_Requirement_
Starting at the top of the entries below, print each line exactly until the line with "coryleeio: Instead of" has been printed too.

Stored items:
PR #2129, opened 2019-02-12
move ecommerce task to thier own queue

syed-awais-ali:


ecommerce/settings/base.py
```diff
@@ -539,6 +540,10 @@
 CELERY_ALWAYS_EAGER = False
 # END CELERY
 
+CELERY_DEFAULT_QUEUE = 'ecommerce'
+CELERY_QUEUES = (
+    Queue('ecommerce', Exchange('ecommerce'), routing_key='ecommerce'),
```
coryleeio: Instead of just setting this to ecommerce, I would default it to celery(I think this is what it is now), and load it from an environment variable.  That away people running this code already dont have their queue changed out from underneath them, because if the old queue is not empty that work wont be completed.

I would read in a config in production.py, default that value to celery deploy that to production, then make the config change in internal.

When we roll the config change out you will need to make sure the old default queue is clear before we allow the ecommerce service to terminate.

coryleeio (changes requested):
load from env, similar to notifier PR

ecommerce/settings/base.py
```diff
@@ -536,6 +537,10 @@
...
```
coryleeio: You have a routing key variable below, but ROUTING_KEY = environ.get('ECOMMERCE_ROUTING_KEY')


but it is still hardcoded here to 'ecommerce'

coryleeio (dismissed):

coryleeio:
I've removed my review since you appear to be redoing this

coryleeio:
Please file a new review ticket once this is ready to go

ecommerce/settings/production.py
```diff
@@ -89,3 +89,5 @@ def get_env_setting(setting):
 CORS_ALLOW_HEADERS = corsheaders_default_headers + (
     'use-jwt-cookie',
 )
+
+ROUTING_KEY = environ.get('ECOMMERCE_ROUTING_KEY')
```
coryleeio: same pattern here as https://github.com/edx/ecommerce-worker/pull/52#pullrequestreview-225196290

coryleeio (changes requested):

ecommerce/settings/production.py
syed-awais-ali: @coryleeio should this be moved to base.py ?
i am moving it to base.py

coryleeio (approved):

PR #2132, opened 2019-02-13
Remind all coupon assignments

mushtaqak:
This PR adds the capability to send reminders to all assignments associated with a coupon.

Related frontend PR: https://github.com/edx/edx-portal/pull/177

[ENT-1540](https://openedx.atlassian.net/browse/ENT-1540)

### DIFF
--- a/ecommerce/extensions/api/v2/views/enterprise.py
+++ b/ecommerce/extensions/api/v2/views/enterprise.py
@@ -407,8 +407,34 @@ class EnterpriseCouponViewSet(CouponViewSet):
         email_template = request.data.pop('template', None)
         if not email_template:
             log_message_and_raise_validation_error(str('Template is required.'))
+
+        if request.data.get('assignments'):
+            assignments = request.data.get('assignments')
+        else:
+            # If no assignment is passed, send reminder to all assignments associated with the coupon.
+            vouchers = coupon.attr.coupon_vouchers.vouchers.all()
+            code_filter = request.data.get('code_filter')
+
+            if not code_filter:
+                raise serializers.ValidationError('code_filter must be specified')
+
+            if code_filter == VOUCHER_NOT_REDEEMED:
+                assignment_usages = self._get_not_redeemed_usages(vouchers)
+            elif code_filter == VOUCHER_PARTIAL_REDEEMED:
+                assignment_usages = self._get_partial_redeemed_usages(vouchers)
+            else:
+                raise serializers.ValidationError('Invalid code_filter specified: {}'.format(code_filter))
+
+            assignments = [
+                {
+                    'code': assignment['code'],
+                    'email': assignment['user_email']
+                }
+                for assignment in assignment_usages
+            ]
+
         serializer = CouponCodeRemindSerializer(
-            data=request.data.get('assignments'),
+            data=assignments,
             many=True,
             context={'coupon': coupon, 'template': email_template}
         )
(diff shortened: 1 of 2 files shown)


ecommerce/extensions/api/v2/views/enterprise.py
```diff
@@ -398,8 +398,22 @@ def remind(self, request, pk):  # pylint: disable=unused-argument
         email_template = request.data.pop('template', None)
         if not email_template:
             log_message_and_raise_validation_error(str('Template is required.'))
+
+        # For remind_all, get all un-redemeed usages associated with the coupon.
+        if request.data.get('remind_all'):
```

_Task output_
PR #2129, opened 2019-02-12
move ecommerce task to thier own queue

syed-awais-ali:


ecommerce/settings/base.py
```diff
@@ -539,6 +540,10 @@
 CELERY_ALWAYS_EAGER = False
 # END CELERY
 
+CELERY_DEFAULT_QUEUE = 'ecommerce'
+CELERY_QUEUES = (
+    Queue('ecommerce', Exchange('ecommerce'), routing_key='ecommerce'),
```
coryleeio: Instead of just setting this to ecommerce, I would default it to celery(I think this is what it is now), and load it from an environment variable.  That away people running this code already dont have their queue changed out from underneath them, because if the old queue is not empty that work wont be completed.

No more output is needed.